Editorial
Higher Education
Lutheran Identity
Vocation

From the Publisher

Intersections No. 53 · Spring 2021

To celebrate being fully vaccinated (and my wife’s birthday), my wife and I took a brief road trip to visit fully vaccinated friends outside of Louisville, Kentucky. During the drive, I heard an NPR news report about a podcast composed of diary entries written by teenagers during COVID-19. A few of the teenagers read their own entries for the report. The readings expressed many feelings and described many experiences, but their diary entries seemed to focus on the anxiety they felt over having acted in self-interested or self-protective ways in response to the pandemic, instead of acting for the welfare of others. One teenager wrote in her diary of guilt about simply stepping outside. She knew that even a walk—for which she longed—during the height of the pandemic’s shelter-in-place orders might exacerbate spread of the disease in her community.

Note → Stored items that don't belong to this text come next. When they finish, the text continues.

PR #1043, opened 2017-07-18
Add Denotation.isJavaDefined, fixes #1042.

### LINKED ISSUE #1042: Denotation.isJavaDefined
See http://dotty.epfl.ch/docs/reference/dropped/auto-apply.html

> But where Scala allows that freedom for all method references, Dotty restricts it to references of external methods that are not defined themselves in Dotty.

In order to know whether to auto-apply a nullary method call in scalafix we need to be able to query if a denotation was defined by javac or not. There is a JAVA flag in the reflect api for this https://github.com/scala/scala/blob/ba9dacc2066dfbffdffc4dd89d512859b23db5a4/src/reflect/scala/reflect/internal/Flags.scala#L108

olafurpg:


scalameta/semantic/shared/src/main/scala/scala/meta/semantic/Flags.scala
```diff
@@ -27,6 +27,7 @@ private[semantic] trait Flags {
   final val COVARIANT: Long = 1 << 22
   final val CONTRAVARIANT: Long = 1 << 23
   final val INLINE: Long = 1 << 24
+  final val JAVA: Long = 1 << 25
```
xeno-by: `JAVADEFINED`?

scalahost/nsc/src/test/scala/scala/meta/tests/scalahost/mirrors/SemanticSuite.scala
```diff
@@ -528,4 +528,16 @@ class SemanticSuite extends DatabaseSuite(SemanticdbMode.Slim) {
     }
   )
 
+  targeted(
+    """
+    object isJavaDefined {
```
xeno-by: We really need to come up with a way to generate unique ids for top-level names in these tests.

olafurpg:
The failure on 2.12.2 with JS=true is caused by the low memory constraints on Travis and unrelated to this PR.

PR #3104, opened 2023-03-28
Fix #3103

### LINKED ISSUE #3103: Scalameta crash with Hydra
One of our customers has failing builds caused by a race condition in the semanticdb serialization code. This race condition does _not_ exist in the open-source Scala version, but I hope we can find a convenient solution that can help our customer.

[Hydra](https://www.triplequote.com/hydra/compilation/) works by splitting source files in several batches, and distributing each batch to a Scala compiler worker. These workers are, roughly speaking, instances of the Scala compiler and they run in parallel, including their compiler plugins.

The race condition occurs between two threads, one that tries to write the first semanticdb file in a new directory, and another thread that finished and runs `RemoveOrphanSemanticdbFiles.process`. The second one sees an empty directory before the first thread has a chance to write the first file, removes it, and the first thread crashes.

I believe the change in https://github.com/scalameta/scalameta/pull/2605/files introduced this race condition, or at least, it made it much more likely to occur in practice. In our tests, it looks like protobuf generation may take >1s (wall clock time) for the project in question, and that's plenty of time to run into the issue.

I think a simple workaround that fixes the issue for "most" people would be to generate the protobuf message before creating the parent directory, and minimize the window where the directory can be deleted. 

I'll follow up with a PR to that effect.

dragos:
Move protobuf serialization before directory creation. This reduces the chance of a race condition with the file-deletion code, when running inside Hydra, the parallel Scala compiler.

### DIFF
--- a/semanticdb/scalac/library/src/main/scala/scala/meta/internal/semanticdb/scalac/package.scala
+++ b/semanticdb/scalac/library/src/main/scala/scala/meta/internal/semanticdb/scalac/package.scala
@@ -13,10 +13,10 @@ package object scalac {
         if (append) StandardOpenOption.APPEND
         else StandardOpenOption.TRUNCATE_EXISTING
       val out = SemanticdbPaths.toSemanticdb(sdocument, targetroot)
+      val bytes = s.TextDocuments(sdocument :: Nil).toByteArray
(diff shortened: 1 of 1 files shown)


tgodzik (approved):
LGTM! Let us know if this fixes issues with Hydra.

I do not know whether any of the diarists were Christians or whether their moral perspective had been shaped by Christian teaching, as absorbed from their families’ culturally Christian history. I do know, however, that their comments reminded me of the fraught history of Christians struggling to live out the ethic of love espoused by Jesus.

The Christian story includes a long history of missteps in the name of loving service to others. Some early Christians falsely understood that self-giving required a form of self-loathing, almost equating Christianity with masochism. Christians have at other times haughtily delivered assistance to others mindlessly or sometimes arrogantly. Think here of the concept of noblesse oblige or the soiled clothing left at Salvation Army donation boxes.

It is not only Christians who have been challenged by the call to love others for the sake of the common good. A fictional example of the struggle all around us is the character of Doug Forcett in the television sitcom The Good Place. In The Good Place, people lived unaware that a point system for doing good for others determined their placement into the “good place” or the “bad place” after death. The exception was Doug. He had figured out the system and was famous among the bad place demons for doing so. But as a result, Doug struggled in life with how to do enough “good.” He lived a life of self-giving to the point that he was terrified to do anything for his own benefit because it might land him in the bad place. The theme is not an uncommon one as folks try to actualize the call to love others.

How does one embrace and actualize a loving, working concern for others with integrity and even with joy? Most persons in Christian and other religious or moral traditions have struggled honestly with the ideal of having a loving, working concern for others and the common good, like the teenagers who recorded their struggles in diaries during the pandemic. This is certainly true of the persons at NECU institutions during 2020 and 2021. The pandemic compels us all to consider how to put into action practices that enable our institutions to function without putting the common good of the wider community at risk. Reflecting on the experience will help build a better future, and this issue of Intersections is a step on the way.